■ Requirement ■
The required output is the lines below from the line containing "is a lower level concept than DIDs." to the line containing "I see this differently.", inclusive, retyped exactly. No other lines belong in it.

Stored data entries:

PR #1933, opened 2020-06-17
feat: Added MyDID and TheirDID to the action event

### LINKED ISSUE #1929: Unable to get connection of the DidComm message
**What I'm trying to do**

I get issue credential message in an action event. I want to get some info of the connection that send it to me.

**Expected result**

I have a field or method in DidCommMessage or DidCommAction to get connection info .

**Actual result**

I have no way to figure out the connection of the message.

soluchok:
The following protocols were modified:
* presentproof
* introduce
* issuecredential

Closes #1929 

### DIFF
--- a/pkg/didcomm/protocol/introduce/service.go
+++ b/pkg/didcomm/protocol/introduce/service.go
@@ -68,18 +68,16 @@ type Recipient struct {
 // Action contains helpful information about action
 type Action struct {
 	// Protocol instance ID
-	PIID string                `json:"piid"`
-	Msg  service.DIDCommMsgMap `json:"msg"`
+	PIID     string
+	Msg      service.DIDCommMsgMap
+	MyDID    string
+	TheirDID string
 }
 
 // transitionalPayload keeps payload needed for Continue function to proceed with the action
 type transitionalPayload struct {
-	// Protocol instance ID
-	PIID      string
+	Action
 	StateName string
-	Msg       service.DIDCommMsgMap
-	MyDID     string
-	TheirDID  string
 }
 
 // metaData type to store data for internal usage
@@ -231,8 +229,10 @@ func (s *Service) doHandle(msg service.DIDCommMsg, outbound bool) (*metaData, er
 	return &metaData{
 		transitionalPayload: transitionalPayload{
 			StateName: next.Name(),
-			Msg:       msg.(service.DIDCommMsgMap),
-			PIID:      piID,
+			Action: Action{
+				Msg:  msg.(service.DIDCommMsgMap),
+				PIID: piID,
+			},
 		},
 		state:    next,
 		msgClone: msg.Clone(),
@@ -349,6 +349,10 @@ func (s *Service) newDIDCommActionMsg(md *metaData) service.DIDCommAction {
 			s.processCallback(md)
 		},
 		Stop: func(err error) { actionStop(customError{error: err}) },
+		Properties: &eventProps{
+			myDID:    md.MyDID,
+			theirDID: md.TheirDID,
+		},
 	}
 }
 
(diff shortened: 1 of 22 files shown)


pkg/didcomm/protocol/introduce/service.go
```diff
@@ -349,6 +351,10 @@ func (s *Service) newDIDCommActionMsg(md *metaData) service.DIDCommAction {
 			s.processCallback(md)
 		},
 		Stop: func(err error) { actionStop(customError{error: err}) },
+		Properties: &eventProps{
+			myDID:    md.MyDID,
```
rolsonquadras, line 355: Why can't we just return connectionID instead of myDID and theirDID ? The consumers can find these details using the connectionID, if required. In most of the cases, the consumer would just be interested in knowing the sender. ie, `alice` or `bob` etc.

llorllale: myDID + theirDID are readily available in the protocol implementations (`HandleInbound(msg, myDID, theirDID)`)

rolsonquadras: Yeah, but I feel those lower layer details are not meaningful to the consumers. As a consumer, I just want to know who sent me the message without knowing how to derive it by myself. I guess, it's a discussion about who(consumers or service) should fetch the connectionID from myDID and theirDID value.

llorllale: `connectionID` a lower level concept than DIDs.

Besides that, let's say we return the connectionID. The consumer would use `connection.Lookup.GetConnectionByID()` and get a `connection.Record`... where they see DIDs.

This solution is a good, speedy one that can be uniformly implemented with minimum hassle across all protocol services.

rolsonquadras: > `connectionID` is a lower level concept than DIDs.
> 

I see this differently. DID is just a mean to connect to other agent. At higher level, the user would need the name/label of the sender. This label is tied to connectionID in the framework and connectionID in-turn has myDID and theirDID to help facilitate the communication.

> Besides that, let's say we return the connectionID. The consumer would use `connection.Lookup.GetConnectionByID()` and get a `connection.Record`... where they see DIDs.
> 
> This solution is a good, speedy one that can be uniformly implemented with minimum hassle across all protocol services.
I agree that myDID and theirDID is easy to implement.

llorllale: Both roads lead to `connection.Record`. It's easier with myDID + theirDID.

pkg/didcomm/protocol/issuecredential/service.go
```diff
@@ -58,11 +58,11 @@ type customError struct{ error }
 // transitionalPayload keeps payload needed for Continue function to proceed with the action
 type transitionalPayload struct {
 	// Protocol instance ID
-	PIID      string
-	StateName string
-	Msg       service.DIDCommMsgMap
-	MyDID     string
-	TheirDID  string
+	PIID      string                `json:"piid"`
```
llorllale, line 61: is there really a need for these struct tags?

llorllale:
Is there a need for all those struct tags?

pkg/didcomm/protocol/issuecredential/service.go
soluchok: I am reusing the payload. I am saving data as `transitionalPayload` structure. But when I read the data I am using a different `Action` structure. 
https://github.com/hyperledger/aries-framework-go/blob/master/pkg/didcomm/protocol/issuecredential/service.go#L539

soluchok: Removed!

* * *

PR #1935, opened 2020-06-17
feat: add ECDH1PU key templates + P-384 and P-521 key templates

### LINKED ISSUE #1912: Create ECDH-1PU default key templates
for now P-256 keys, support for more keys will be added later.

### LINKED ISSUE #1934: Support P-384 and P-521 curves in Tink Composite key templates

■ Reply to the exercise ■
rolsonquadras: > `connectionID` is a lower level concept than DIDs.
> 

I see this differently. DID is just a mean to connect to other agent. At higher level, the user would need the name/label of the sender. This label is tied to connectionID in the framework and connectionID in-turn has myDID and theirDID to help facilitate the communication.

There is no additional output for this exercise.